Getting Unstuck

by September 18, 2004

Thanks to recent travels, I got Unstuck via Keith Yamashita and Sandra Spataro’s succinct and well-designed book. Through a recognition of being stuck, an application of systems thinking, an analysis of symptoms, and a set of do it yourself remedies, Unstuck guides teams and individuals towards success.

“Now, go forward by zooming out. Once you see the bigger picture, the actions you need to take become clear. To succeed as a leader (or an individual), you need to unify the fundamental parts of an organization:

  • Your purpose –the driving ambition that shapes what you aspire to achieve and work collectively to make a reality.
  • Your strategy –the smart way to go about achieving your purpose.
  • Your purpose and the way they interact –the people that are assembled –and rallied- to execute the strategy.
  • Your structure and process –how the team is structured –who makes decisions, and the formal process by which team collaborates to get the job done.
  • Your metrics and awards –the activities and actions that get measured as indicators of whether your team or organization is delivering on its purpose.
  • Your cultures –the largely unwritten set of rules that govern behavior.
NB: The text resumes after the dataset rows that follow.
PR #802, opened 2022-11-09
Add `x-test-features` and `format-feature-baseline`

autoantwort:
Introduces a new command `x-test-features`. It can be passed a list of port names or `--all` to specify for which ports the tests should be run. 
The following tests are performed:
- The core feature gets installed with default featured disabled (or `--no-core`)
- Every feature gets installed with default featured disabled (or `--no-separated`)
- All features combined gets installed (or `--no-combined`)

Feature which are unsupported or marked as cascade for the target triplet are skipped.  
For every test only the necessary dependencies are installed (like vcpkg install in manifest mode). 

The idea is to run the feature test for all ports that are changed by a PR. 

Ports that cascade must be explicitly marked as cascade. 

`vcpkg format-feature-baseline scripts/ci.feature.baseline.txt` is a command to format the feature baseline to enforce that all entries in a "block" are sorted alphabetically. 

Docs: https://github.com/microsoft/vcpkg-docs/pull/131

Fixes https://github.com/microsoft/vcpkg/issues/13119

https://github.com/microsoft/vcpkg-tool/pull/908 reduce the needed ci time, this PR increases it again. So the actual change is not likely to be very large.


src/vcpkg/commands.ci.cpp
```diff
@@ -101,26 +102,38 @@ namespace vcpkg::Commands::CI
     static constexpr StringLiteral OPTION_OUTPUT_HASHES = "output-hashes";
     static constexpr StringLiteral OPTION_PARENT_HASHES = "parent-hashes";
     static constexpr StringLiteral OPTION_SKIPPED_CASCADE_COUNT = "x-skipped-cascade-count";
+    static constexpr StringLiteral OPTION_TEST_FEATURE_CORE = "test-feature-core";
+    static constexpr StringLiteral OPTION_TEST_FEATURES_COMBINED = "test-features-combined";
+    static constexpr StringLiteral OPTION_TEST_FEATURES_SEPERATLY = "test-features-seperatly";
```
dg0yt, line 107: `...SEPARATELY  ... -separately`

autoantwort:
@vicroms @ras0219-msft Should this be extracted into an own command? The only interaction point between the current ci command and the feature test thing is that ports that failed to build in the feature test setting are not build again by the ci command (we build all packages) because they maybe will then suddenly work because dependencies are installed that are not listed in the port. The ports are then stored in the binary cache and the feature test will then also works because the package is already in the binary cache even through it would normally fail to build.  
But this could also be solved by emitting a `known-failures` file by the new `test-features` command which is simply a list of abi's that are known to fail. This file is then passed to the ci command and the ci command then does not try to build these packages and we don't have the above mentioned problem.

ras0219-msft:
Docs: https://github.com/microsoft/vcpkg-docs/pull/131

vicroms:
@AugP @BillyONeal @dan-shaw @ras0219-msft 

Hi @autoantwort 

We discussed this new feature and have the following asks:

* Make it an experimental command: `x-test-features`
* Option names in vcpkg use the `--no-<toggle>` pattern instead of `--dont-<toggle>`

We haven't made a review of the implementation yet, but will probably have some more comments later.

dg0yt:
The commands removes all subdirs in `buildtrees/<port>/src`. Can this be avoided, or limited to `.clean` dirs? I would like to test ports without loosing temporary git repos, or editable dirs.

dg0yt:
BTW could it test an unregistered modification, maybe via overlay ports?

autoantwort:
So you want a flag like `--editable`?

dg0yt:
I tested this PR while working locally on a vcpkg PR (zeroc-ice). It is quite helpful but at the moment,
- I loose my git dirs for editing patches, without warning.
- I hardly notice that it doesn't test the current state of my ports dir.

> So you want a flag like `--editable`? 

My comments were independent and shouldn't be mixed.  
My first comment was about not touching *unrelated* source dirs in `buildtrees` (first problem).  
My second comment was about the state of the `ports` dir (second problem).

With `vcpkg install <port>`; `--editable` has a different meaning: It is about not cleaning the *actual* source dir in `buildtrees`. This might be another option, but seems less important to me. I can transfer changes from editable state to proper patches before running test-features. And it is fragile: features may cause source dir modifications.

So I don't ask for a flag but for a general modification.

autoantwort:
> I hardly notice that it doesn't test the current state of my ports dir.

It does that. 

> I loose my git dirs for editing patches, without warning.

The behavior is the same as for `x-set-installed`, so `--clean-buildtrees-after-build` is on by default. I can change that. But I would personally prefer an inverted switch like `--keep-buildtrees-after-build`.

dg0yt:
> It does that.

Indeed, you are right.

I stumbled over another behaviour now: Post-build check errors of dependencies cause cascades which prevent the test of the port of interest. Understandable from a CI point of view, but less convenient for interactive testing. (In my case: readline-unix creates empty bin directories for x64-linux-dynamic. Good to have this covered by post-build checks, but I don't want to be stopped by this....)

autoantwort:
Hm should I add a flag like `--ignore-port-checks`? As a workaround you could install the dependency outside of this command. Then it gets restored from the binary cache the next time, if you don't want to fix the check now :)

dg0yt:
> We haven't made a review of the implementation yet, but will probably have some more comments later.

@vicroms This PR is waiting for MS.

JavierMatosD:
Tagging this for internal tracking

src/vcpkg/binarycaching.cpp
```diff
@@ -2166,11 +2166,20 @@ namespace vcpkg
         m_config.read.push_back(std::move(provider));
     }
 
-    std::vector<CacheAvailability> ReadOnlyBinaryCache::precheck(View<InstallPlanAction> actions)
+    void ReadOnlyBinaryCache::clear_cache()
```
BillyONeal, line 2169: It seems very wrong that this is necessary; different sets of enabled features should result in different ABI SHAs. If they are not that is a serious bug that must be addressed.

BillyONeal: Oh, it isn't "clearing" the cache, it's that we blew away 'packages' so it isn't actually restored anymore.

src/vcpkg/commands.test-features.cpp
```diff
@@ -323,7 +323,7 @@ namespace vcpkg
         msg::println(msgPrecheckBinaryCache);
         binary_cache.precheck(actions_to_check);
 
-        Util::stable_sort(install_plans, [](const auto& left, const auto& right) {
+        Util::stable_sort(install_plans, [](const InstallPlanAction& left, const InstallPlanAction& right) noexcept {
```
autoantwort, line 326: So you prefer `(const std::pair<FullPackageSpec, InstallPlanAction>& left, const std::pair<FullPackageSpec, InstallPlanAction>& right)` over `(const auto& left, const auto& right)`?

BillyONeal: I tend to prefer not making lambdas generic when they don't have to be. I think it's both easier to read, because you can look at the body of the lambda and understand what it does without needing to see everywhere it is used, and it confuses debuggers and similar tools less. Contrast this with variables, where I think `auto` is always fine, because variables can never be understood without all the context around them, and that form generally doesn't confuse tools.

Admittedly, it's probably closer to a style choice than a technical one.

I think generic lambdas are fine when something actually uses that genericity. Long enough type names to prefer `auto` probably exist, but  here, `InstallPlanAction` isn't much longer than `auto` and doesn't even introduce an extra newline.

BillyONeal:
RE: Fix build

Sorry, I pushed to this branch when I left for the day, not when I thought it was in a specifically reviewable state. I shouldn't have used someone else's branch for that, but my upstream was still set here.

src/vcpkg/binarycaching.cpp
```diff
@@ -2536,6 +2536,15 @@ namespace vcpkg
                         generate_nuspec(request.package_dir, action, m_config.nuget_prefix, m_config.nuget_repo);
                 }
 
+                // With x-test-features ports gets build multiple times and the packages folder gets deleted
```
BillyONeal, line 2539: Unfortunately I think this doesn't work / races still because a second install wanting packages from a previous install that haven't finished being made yet is likely; I think we have to block between installs.

BillyONeal: How do you feel about https://github.com/microsoft/vcpkg-tool/pull/802/commits/2fbb847622490df6bf9d13402b84cac8752c840b ?

src/vcpkg/commands.format-feature-baseline.cpp
```diff
@@ -0,0 +1,92 @@
...
+        {msgCmdFormatFeatureBaselineExample},
+        Undocumented,
+        AutocompletePriority::Public,
+        1,
+        1,
+        {{}, {}, {}},
+        nullptr,
+    };
+
+    void command_format_feature_baseline_and_exit(const VcpkgCmdArguments& args, const Filesystem& fs)
```
BillyONeal, line 67: 2 problems with this:

1. The assumption that a block starts with a commented line isn't necessarily true. Sometimes, the comment needs to follow the block. I think the existence of this thing is probably worth including even if we don't have a great solution to it though. Clearly this one wasn't in the right place before either:
  missorting example of ms-gltf
2. This doesn't actually lexically sort port names. I think we can fudge this by just sorting : earlier? 
  misssorting example cmake and cmake-user

BillyONeal: I fixed this and applied to vcpkg's current registry here: https://github.com/microsoft/vcpkg/pull/44136/

src/vcpkg/binarycaching.cpp
autoantwort: I think that would be a huge slowdown (at least for me where the binary cache latency is high and with `-all`).
The worst outcome of the "race" is that a package is build twice since it is not uploaded in the binary cache before it is needed a second time. And the way x-test-features works, at least two other ports will be built before the packet with the same ABI is used a second time so that is must be restored. This is enough time to upload it async without blocking the whole process.  
I use the rename thing at lot since more than two years now and never experienced that ports were rebuild.

src/vcpkg/commands.format-feature-baseline.cpp
autoantwort: This command was never meant to format `ci.baseline.txt`. It created it to format https://github.com/autoantwort/vcpkg/blob/test-features/scripts/ci.feature.baseline.txt

autoantwort: > This doesn't actually lexically sort port names. I think we can fudge this by just sorting : earlier?

Yeah the new sorting order is better 👍

src/vcpkg/binarycaching.cpp
BillyONeal: >The worst outcome of the "race" is that a package is build twice since it is not uploaded to the binary cache before it is needed a second time.

I'm worried about things like "see that zip exists, try to unzip, but the zip was actually half written so we proceed with something corrupted".

>And the way x-test-features works, at least two other ports will be built before the package with the same ABI is used a second time so that is must be restored.

I'm not willing to ship known races like that though. All it takes is a target that is sufficiently slow and things are toast.

>I think that would be a huge slowdown (at least for me where the binary cache latency is high and with -all).

OK, I'm going to try defending against this better...

BillyONeal: Another example that is no longer safe:

```
    Path make_temp_archive_path(const Path& buildtrees, const PackageSpec& spec)
    {
        return buildtrees / spec.name() / (spec.triplet().to_string() + ".zip");
    }
```

autoantwort: > I'm worried about things like "see that zip exists, try to unzip, but the zip was actually half written so we proceed with something corrupted".

Ok but this is already the status quo since years and can happen if you run two vcpkg instances at the same time or have a shared binary cache on a network drive. 


> All it takes is a target that is sufficiently slow and things are toast.

A slower target will reduce the likelihood, a port that is build fast will increase it. "things are toast" -> Worst thing that can happen is that a port is build again while it was in the binary cache. This does not break anything. 

> Another example that is no longer safe: ...

This is wrong. `make_temp_archive_path` is only called when a package is restored which happens synchronously and is independent from when push_success is done.

BillyONeal:
Tests are likely to fail without https://github.com/microsoft/vcpkg/pull/44217 , but just pushed changes that remove the blocking.

src/vcpkg/binarycaching.cpp
BillyONeal: OK, I've added defenses for this edge case

BillyONeal (approved):
Please take a look at changes I pushed and let me know if they are OK.

The following are needed before this can merge:

* <s>https://github.com/microsoft/vcpkg-tool/pull/1604</s>
* https://github.com/microsoft/vcpkg/pull/44217
* <s>(Billy to resurrect the docs PR tomorrow)</s>

Thanks for the feature and sorry it took us forever to land it!

BillyONeal:
Thanks again for the great, ahem, feature! Sorry it took us forever :(

BillyONeal:
Docs PR resurrected https://github.com/microsoft/vcpkg-docs/pull/455

autoantwort:
It now fails with 
```
Feature Test [18/4632] boost-uninstall[core]:arm64-osx
Installing 1/1 boost-uninstall:arm64-osx@1.87.0...
Building boost-uninstall:arm64-osx@1.87.0...
-- 
Please use the following command when you need to remove all boost ports/components:
    "./vcpkg remove boost-uninstall:arm64-osx --recurse"

Invalid BUILD_INFO file for package: read_contents("/Users/leanderSchulten/git_projekte/vcpkg/packages/boost-uninstall_arm64-osx_202/BUILD_INFO"): No such file or directory
note: updating vcpkg by rerunning bootstrap-vcpkg may resolve this failure.
```
when I run `vcpkg x-test-features --x-abi-tools-use-exact-versions --failure-logs=logs --ci-feature-baseline=scripts/ci.feature.baseline.txt --all`

BillyONeal:
> Invalid BUILD_INFO file for package: read_contents("/Users/leanderSchulten/git_projekte/vcpkg/packages/boost-uninstall_arm64-osx_202/BUILD_INFO"): No such file or directory

You need https://github.com/microsoft/vcpkg/pull/44217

Many of Unstuck’s remedies focus on the power of words (written and owned), the creation of artifacts, and the improvement of processes. A few examples:

  • Give the movement a name. Names carry a story with them. A name for your movement can help carry it from person to person, from stakeholder to stakeholder.
  • Put your idea down in words. Great leaders place great importance on writing down their vision, their idea, their central driving purpose –and then sharing them with others. Favor plainspeak over breathy bravado.
  • Have a moonshot. A clearly expressed purpose gives your team the clarity to act and the passion to whether downturnsNow back it out: step by step, how will you get there?
  • Before any idea can become brilliant, it must first be heard. Writing induces clarity. Clarity induces action.
  • Control the language. Control the debate. Words frame thoughts. Thoughts express connections.
  • Invent a prototype of the end state. Rather than spend all your time debating about where your journey will lead, form a prototype of the destination.
  • Write a headline for the future. Futurecast. Project out a few months, years, even decades to see a different view of the challenges ahead."